I'm using the same query for both schemas with the same data and had expected that the new table using BTREE performs at least as good/bad as the query for the old schema. Though, things are slower and I can't see why e.g. no parallel workers are used at all. Additionally, the BRIN-index seems to be ignored entirely, even though other people use it for time based data, with rows having ordered IDs and stuff like that as well.
I would like to have BTREE-performance like with the old schema, but at best somewhat similar performance only using BRIN to consume less space.
Any idea what I'm doing wrong where? Thanks!
Best Answer
This looks like a time series database, with one huge table "datagram" that contains measurements with date "captured_at", source sensor "meter", value, and other info.
In this scenario, a common query is "where sensors in (list of sensors) and date between start_date and end_date" or "where sensors in (list of sensors) order by date desc limit something"
So the first thing is data locality. If rows are inserted into the table as they come, the order of rows on disk will probably be quite close to "order by date". This means each page contains rows from lots of different meters, so if you want to filter by a specific meter_id, whether an indexscan or a bitmapscan is used postgres will have to read tons of pages just to get a few rows out of each, which will slaughter your IO and your buffer cache. Please re-run the query with EXPLAIN(ANALYZE,BUFFERS) and you'll probably get some very high number of IOs.
It would be much more practical if the table was ordered by (meter_id,date) so when pg wants rows for one meter_id, and grabs a page, lots of rows with the same meter_id are already there, so it doesn't need any extra IO. This will also supercharge your bitmap index scans, since there will be much less bits set to "1" in the bitmap if the rows you need are concentrated into few pages, rather than being thinly spread all over the table.
So you are going to have to do something like CREATE TABLE ... AS SELECT * FROM oldtable ORDER BY (meter_id,date), or redo your import, but add an ORDER BY clause. While you do this, please set work_mem (or maintenance_work_mem, I don't remember which one is used in this command) to a pretty high value like 25% of your available RAM minus shared_buffers, to make sure the sort has some room to work in. This is gonna take a while. It would be better to put the temporary files on a SSD.
Then, rebuild indexes, and check your query again, compare IO numbers from EXPLAIN(ANALYZE,BUFFERS) and you should get a much lower number of heap reads.
Now the other thing is you really want an index on (meter_id,date) or (date,meter_id), so it can satisfy both WHERE or JOIN conditions. Currently it only uses the index on date, and has to check all the rows for meter_id, which is slow. If you order your table by (meter_id,date) then an index on (meter_id,date) would be the best choice. Your JOIN should now use this index, and it should be a lot faster.

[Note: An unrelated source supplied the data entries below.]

PR #1930, opened 2024-02-05
Update conda installation action

APJansen:
I happened to look at the failing tests in #1929 on my phone, and there I saw a hint which I don't see on my laptop, which was to update the action that sets up conda, hope this fixes the tests that I think will fail now on master as well when rerun.

### DIFF
--- a/.github/workflows/docker.yml
+++ b/.github/workflows/docker.yml
@@ -21,7 +21,7 @@ jobs:
     runs-on: ${{ matrix.os }}
     steps:
     - uses: actions/checkout@v1
-    - uses: conda-incubator/setup-miniconda@v2
+    - uses: conda-incubator/setup-miniconda@v3
       with:
         python-version: ${{ matrix.python-version }}
     - name: Setup conda and install conda-build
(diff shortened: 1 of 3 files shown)


RoyStegeman:
You may want to have a look at https://github.com/NNPDF/nnpdf/pull/1928

Cmurilochem:
> [ ](/APJansen)

Just another hint: Maybe the `actions/checkout@v1` could also be updated. Currently we are in `actions/checkout@v4`.

APJansen:
I found someone else with the [same issue](https://github.com/mamba-org/boa/issues/392)
He suggests downgrading conda-build to 3.28.4, I'm not sure how to do that?
Also created a [minimal example](https://github.com/APJansen/citest) that reproduces it.

scarlehoff:
I also have no idea what is happening.
Since due to licence issues I cannot (or should not) use the anaconda repos I've tried to do at the same time an update to conda-forge _and_ updating the workflows.

That seems to work for linux but mac is still broken https://github.com/NNPDF/nnpdf/pull/1932

scarlehoff:
> I found someone else with the [same issue](https://github.com/mamba-org/boa/issues/392) He suggests downgrading conda-build to 3.28.4, I'm not sure how to do that? Also created a [minimal example](https://github.com/APJansen/citest) that reproduces it.

Thanks! I've done this in #1932 (only for mac) and it seemed to work :D 
Now mac is quite pinned while linux is freer than before, but as I said, hopefully most of this will be gone soon.

Issue #1908, opened 2024-01-15
Anticipate how POS FK tables are parsed in the new commondata reader


Radonirinaunimi:
I am not entirely sure yet how the positivity FK tables will be parsed in the new commondata reader. At one of the CMs, it was proposed to read the $(x, Q^2)$ info from the FK tables directly therefore removing the need for a commondata file. However, it might still be better (and more flexible) to parse the positivity exactly in the same way as experimental data (as in the old commondata way). This is especially crucial for the polarised fit in which a positivity dataset is composed of compound FK tables with non-`null` operation.

scarlehoff:
This is now implemented in https://github.com/NNPDF/nnpdf/pull/1678/commits/ea06b2d2c86fa25ea14ca4e85eafeb8049a69138

It is not necessary to define data or uncertainties, only kinematics and the number of datapoints.

Radonirinaunimi:
Thanks a lot for this! I've tested and the reading of the FK tables are fine, however, there is still one small issue remaining which is the passing of the `operation` into the positivity object. Currently, even if  `operation` is not `null` in the metadata, `operation_name` is still `NULL`. If you want, I could also try take care of this.

scarlehoff:
I don't underdstand what you mean? Operation name should be read directly. Can you send me the metadata failing?

Radonirinaunimi:
At the moment, if I catch the `operation_name` from the following line, for example:
https://github.com/NNPDF/nnpdf/blob/ec7640473d393df6db0ff3870e2bb9a21b350cd0/n3fit/src/n3fit/model_gen.py#L175
the value is always `NULL` for positivity dataset regardless of what is defined in the metadata.

> Can I reproduce it by simply adding an op?

Yes, you can reproduce the behavior by taking one of the POS data that you converted and add just `operation` under theory.

scarlehoff:
ok, found it. It is read ok but at some point vp drops operations from positivity and integrability. It will be fixed in the next commit in a few minutes.

Radonirinaunimi:
Awesome, thanks! Tested it and it works fine.

PR #1931, opened 2024-02-05
Automatic port old commondata to the new format

scarlehoff:
This is the port of all the old commondata into the new format. 

It is mostly working and it is mostly automated. However, before pushing the new set of data I need some input.

In the file [buildmaster/old_new_porting_map.yml](https://github.com/NNPDF/nnpdf/blob/automatic_port_old_commondata/buildmaster/old_new_porting_map.yml) you can find the mapping that I'm using. The mapping (maps) datasets to:

1. A new name
2. The arxiv and journal reference (thanks @enocera !). There's also hepdata for some since I already had some from pinecards. But it might be misleading. Feel free to point out when this is the case and I will remove it.

--------

:information_source: **HELP and FEEDBACK WANTED**: 

Please, review the file 
 [buildmaster/old_new_porting_map.yml](https://github.com/NNPDF/nnpdf/blob/automatic_port_old_commondata/buildmaster/old_new_porting_map.yml) 
it should be one of the ones at the top if you go to Files Changed.

----------
If people could already go through the naming that would very helpful. Specially the choice of name for the observable.

And, please, check the energies for CHORUS / SLAC / NUTEV / etc. I've put the average energy as @enocera suggested, but not sure what to put for SLAC there.

For the positivity datasets, all of them are now part of the `POS` process and the `NNPDF` experiment. As far as I am aware, experiment and process for positivity datasets should not mean anything, but if it does somehow please let me know.

Anything else you find funny or think that should be changed, please point it out!

Thank you very much!

(note that the mapping should not include datasets already implemented)

-----------

Todo:
- [x] In the next few days I will push also the actual data, together with reports separated by experiment to check that everything works with the reader. For now I've only checked I could read / compute covmat / compute predictions. I want to check that the plotting also works.
- [x]  I will add a `legacy` version to some of the dataset already implemented if necessary (or change the variant name to legacy, instead of `bugged`)
- [x] Still not sure how to deal with #1908, but I think I will add a fake dataset.
- [x] <s>Go through the _entire_ dataset, not only 4.0. The amount of metadata there will be of, err, lesser quality. But I think we can live with that.</s>

Once everything is working I will remove all old commondata _and_ the possibility of reading it up with validphys.


Radonirinaunimi:
Thanks @scarlehoff! I will have a look this afternoon.

Re the 3rd point on Positivity, why can't you just use the same script to also convert the positivity datasets? These should be exactly the same are regular datasets.

scarlehoff:
> why can't you just use the same script to also convert the positivity datasets?

They are not exactly the same. I need to change the reader to read it normally.
Also, I would like to avoid some of the vices of the previous implementation.

Radonirinaunimi:
> They are not exactly the same. I need to change the reader to read it normally. 

Indeed! For the time being, if positivity datasets are provided in the new format, everything inside `theory` of the `metadata.yaml` are ignored as these information are/were still read from the `yamldb`.

scarlehoff:
I think I'm planning to do this (let me know if it makes sense)

`NNPDF_POS_5GEV` as the dataset holding all metadata.

Kinematics are needed.
Data is needed (even if set to 0, but that allows for cuts)
Uncertainties not needed
Theory as normal.

Radonirinaunimi:
> I think I'm planning to do this (let me know if it makes sense)
> 
> `NNPDF_POS_5GEV` as the dataset holding all metadata.
> 
> Kinematics are needed. Data is needed (even if set to 0, but that allows for cuts) Uncertainties not needed Theory as normal.

Yes, I think this definitely makes sense! The main important thing is that the the value of `theory:operation` would later on (once parsed) be a part of the POS object.

buildmaster/old_new_porting_map.yml
```diff
@@ -0,0 +1,382 @@
...
+#
+# <old_commondata_name>:
+#   new_name: <new_name>
+#   reference_arxiv: <http://etc>
+#   reference_hepdata: <http://etc>
+#
+
+# HERA
+HERACOMBCCEM:
+  new_name: HERA_CC_318GEV_EM-SIGMARED
```
felixhekhorn, line 11: Is there a difference between data and theory concerning naming? i.e. why is there a `-` instead of a `_` - compare https://github.com/NNPDF/pinecards/tree/master/HERA_CC_318GEV_EM_SIGMARED

buildmaster/old_new_porting_map.yml
```diff
@@ -0,0 +1,382 @@
...
+HERACOMB_SIGMARED_C:
+  new_name: HERA_NC_318GEV_EAVG-SIGMARED-CHARM
+  reference_arxiv: '1804.01019'
+  reference_hepdata: ''
+  journal: Eur. Phys. J. C78 (2018) 473
+HERAF2CHARM:
+  new_name: HERA_NC_318GEV_F2_EAVG-SIGMARED
+  set_name: HERA_NC_318GEV_F2
+  reference_arxiv: '1804.01019'
+  reference_hepdata: ''
```
felixhekhorn, line 59: I don't recognize this dataset - what is it? The paper is the usual heavy pair production one (see entries above) and I think that has only the reduced cross sections for ccbar and bbar (also I just had a quick glance to the paper - i.e. we use table 2+3); moreover, if there would be a F2c measurement - that would go *instead* of `SIGMARED` (and not in parallel); as an aside: why this one does not have the journal?

buildmaster/old_new_porting_map.yml
```diff
@@ -0,0 +1,382 @@
...
+  journal: Phys. Rev. D64 (2001) 052002
+DYE886P:
+  new_name: DYE866_Z0_800_PXSEC
+  reference_arxiv: hep-ex/0302019
+DYE906R_dw_ite:
+  new_name: DYE906_Z0_120GEV_DW_PDXSECRATIO
+  reference_arxiv: '2103.04024'
+  journal: Nature 590 (2021), no. 7847 561
+CHORUSNB:
+  new_name: CHORUS_CC_AVG98GEV_NBPB
```
felixhekhorn, line 194: Mmm clearly I'm missing some recent development on the naming, because I wouldn't have expected such a name ... (and again this does not match the theory side https://github.com/NNPDF/pinecards/tree/master/CHORUS_CC_NB_PB_SIGMARED ....)

buildmaster/old_new_porting_map.yml
```diff
@@ -0,0 +1,382 @@
...
+  reference_arxiv: ''
+  reference_hepdata: ''
+  journal: Phys. Lett. B282 (1992) 475
+
+# BCDMS
+BCDMSD:
+  new_name: BCDMS_NC_AVG176GEV_DF2
+  reference_arxiv: ' Phys. Lett. B223 (1989) 485'
+BCDMSD_dw_ite:
+  new_name: BCDMS_NC_AVG176GEV_DW__DF2
```
felixhekhorn, line 275: surely `__` should never appear

buildmaster/old_new_porting_map.yml
```diff
@@ -0,0 +1,382 @@
...
+ATLAS_SINGLETOP_TCH_R_8TEV:
+  new_name: ATLAS_SINGLETOP_8TEV_TCHAN-XSEC
+
+# FTDY (non dw/ missing)
+DYE605_dw_ite:
+  new_name: DYE605_Z0_38P8GEV_DW_PXSEC
+  reference_arxiv: ''
+  journal: Phys. Rev. D43 (1991) 2815
+DYE886R_dw_ite:
+  new_name: DYE866_Z0_800_RATIO_DW_PDXSECRATIO
```
felixhekhorn, line 182: I suspect `800` is missing a unit

buildmaster/old_new_porting_map.yml
```diff
@@ -0,0 +1,382 @@
...
+NTVNUDMNFe_dw_ite:
+  new_name: NUTEV_CC_AVG176GEV_DW_NUFE
+  reference_arxiv: hep-ex/0102049
+  reference_hepdata: 10.17182/hepdata.42034.v1
+  journal: Phys. Rev. D64 (2001) 112006
+
+# SLAC
+# TODO: check energy
+SLACD:
+  new_name: SLAC_NC_AVGXXGEV_DF2
```
felixhekhorn, line 252: I guess we want to separate target `D` and obs `F2`, no?

buildmaster/old_new_porting_map.yml
scarlehoff: Yes. We decided at some point that the last `_` defined what the observable was and everything before was the set of data.
So I went for `HERA_CC_318GEV` for the set of data and `EM-SIGMARED` for the observable.

buildmaster/old_new_porting_map.yml
scarlehoff: Some datasets are added just because it existed before. These are those for which either there is a `metadata.txt` file or were in the file that @enocera sent me.

>why this one does not have the journal?

Because I didn't have the information.

buildmaster/old_new_porting_map.yml
scarlehoff: The naming was supposed to be `<experiment>_<process>_<energy>_<extrastuff>_<observable>`

Sadly the `<energy>` doesn't really work for all of the datasets so I had to move to "average energy" but... of course there might be better naming...

buildmaster/old_new_porting_map.yml
scarlehoff: No, that's a typo! Thanks.

buildmaster/old_new_porting_map.yml
scarlehoff: typo agai!

validphys2/src/validphys/datafiles/new_commondata/ATLAS_1JET_8TEV_R06/metadata.yaml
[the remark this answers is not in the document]
scarlehoff: Those in the diff are the ones that already existed but for which I added a legacy variant.
I "need them" (I should have only added the metadata) because I'd like to people who implemented them to check that as well.

buildmaster/old_new_porting_map.yml
scarlehoff: RE this, let's talk about it during the meeting today. This one (and everything with nuclear corrections really) need some choices to be made...

buildmaster/old_new_porting_map.yml
scarlehoff: This is something we should talk about... do we want to drop old data?

(if so that would make my life much easier...)

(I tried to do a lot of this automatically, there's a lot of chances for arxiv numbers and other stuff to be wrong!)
PR #1932, opened 2024-02-06
Change from defaults to forge, update workflows

scarlehoff:


APJansen:
Are all those other pins still necessary after downgrading conda-build?

scarlehoff:
Let me revert some of them, if they happen to be we keep them and merge this.

.github/workflows/tests.yml
```diff
@@ -26,39 +26,49 @@ jobs:
       NNPDF_SSH_KEY: ${{ secrets.NNPDF_SSH_KEY }}
       PYTHONHASHSEED: "0"
     steps:
-    - uses: actions/checkout@v1
-    - uses: conda-incubator/setup-miniconda@v2
+    - uses: actions/checkout@v4
+      with:
+        fetch-tags: true
+        fetch-depth: 0
```
RoyStegeman, line 32: Is this necessary?

scarlehoff: Yes. We can probably get away with something better than 0, but just fetch-tag doesn't do it.

RoyStegeman: But why? Don't we only need the last commit, which is the default behaviour?

scarlehoff: I don't know, but it was one of the problem here #1928
(and with `fetch-depth: 0` we recover the behaviour of version 1 in that sense)

Note that we use the tag but also the number of commits with respect to the tag. It might be enough with getting out the commit of the tag? I don't know...

scarlehoff:
Removing pins and trying to use conda-forge didn't work for mac. My appetite for testing is finished now.

PR #1933, opened 2024-02-08
Add Q0 varied theories

niclaurenti:
Project done with/by a bachelor student in Milan: to do fits varying Q0 fist of all with mc<Q0<mb.
Maybe afterwards we will move it also above mb or below mc


niclaurenti:
Closing and re-opening with a different ID since that bad person of @andreab1997 stole ID 804

PR #1936, opened 2024-02-12
Fk refactor

APJansen:
# Note

This builds on both #1905 and #1788, so it's better to wait for those to be merged before reviewing this, I'll rebase once that's done.

# The idea

It's a relatively small change (just look at the last commit only), only affecting the observable layers, changing a bit the order in which indices are contracted, and changing from a boolean mask to a float mask.

Preliminary testing on my macbook show significant improvements in:
1. Memory usage (can run 250 replicas, before this couldn't run 100)
2. Multi replica speed, getting more than a factor 2 improvement
3. Single replica speed (tested only on GPU, not CPU), close to factor 2 improvement

I'll do some more thorough tests on snellius.


n3fit/src/n3fit/layers/DIS.py
```diff
@@ -41,39 +45,19 @@ def gen_mask(self, basis):
...
+    def build(self, input_shape):
+        super().build(input_shape)
+        if self.num_replicas > 1:
 
-        Parameters
-        ----------
-            pdf:  backend tensor
-                rank 4 tensor (batch_size, replicas, xgrid, flavours)
+            def compute_observable(pdf, masked_fk):
+                return op.einsum('brxf, nxf -> brn', pdf, masked_fk)
```
scarlehoff, line 56: I don't understand these internal functions.

As far as I can see it is not taking anything from the outside scope so you could make a few of them module-level functions, say

`compute_observable_multireplica`
`compute_observable_one_replica`

etc, with a docstr explaining the rationale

However, new data will be inserted in date order again, and you really don't want to reorder the whole table too often. So you should partition the table by date, have all old partitions ordered and pretty much read-only, and aim to keep the last partition in cache constantly. When the most recent partition grows larger than about half your shared_buffers, you order its contents with a CLUSTER command, shelve it, and create a new partition for new incoming rows. There are other ways to do this, with less locking, but you get the idea.
Speaking about that, your EXPLAIN says:
I guess work_mem must be set to a really low value for it to use a slow merge disk sort on such a tiny sort. You can set work_mem a bit higher so it uses a quicksort instead. That should speed up the sort.